I dated assholes for years before I met my husband. He is everything they were not (nice, caring, kind, considerate, as well as being MAJORLY hot

). There were various reasons I dated assholes.
Firstly, for reasons I don't want to go into involving family situation and the way others (won't say "friends") treated me all ym life it never occurred to me that being trated like shit was in any way abnormal. I had never had anyone in my life - family, acquaintances, classmates - other than my gran - who did NOT treat me like absolute shit most of the time. I thought being manipulated, emotionally abused, screamed at, and expected to spend all my time ministering to other people (because they mattered and I did not) was normal and that I was a bad person. Heck, everyone kept telling me I was, that was all I heard until I was around 15.

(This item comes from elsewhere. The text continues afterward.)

PR #161, opened 2020-04-16
Add example client instantiation to APICLIENTS.md

wjhsf:
- Modified renderer to expose necessary information. Should also make adding generated examples easier in the future.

So when assholes treated me like shit, I didn't realise that I shouldn't have to put up with this kind of thing. I had the lowest self esteem you could imagine and didn't realise I was reasonably hot and could date lots of guys if I wanted. I felt that if someone was interested, I had to go out with them, and do everything they said, and if I didn't like that, I was a bad person.
Eventually I had a nervous breakdown and ended up in hospital due to one asshole I was dating being such an utter dickhead to me and constantly getting into arguments with me and putting me down because he didn't like what I had said/done/tone of voice/something I was wearing/I disagreed with him etc etc around 10 times a day. And I started to recover some self-esteem, or develop some, I ditched the guy and vowed I would NEVER date another asshole.
And I never did. Bottom line, a lot of women learn at home from their familes that they aren't worth shit, so they take all the crap that is dished out. There are plenty of nice guys going out with absolute bitches as well, works both ways.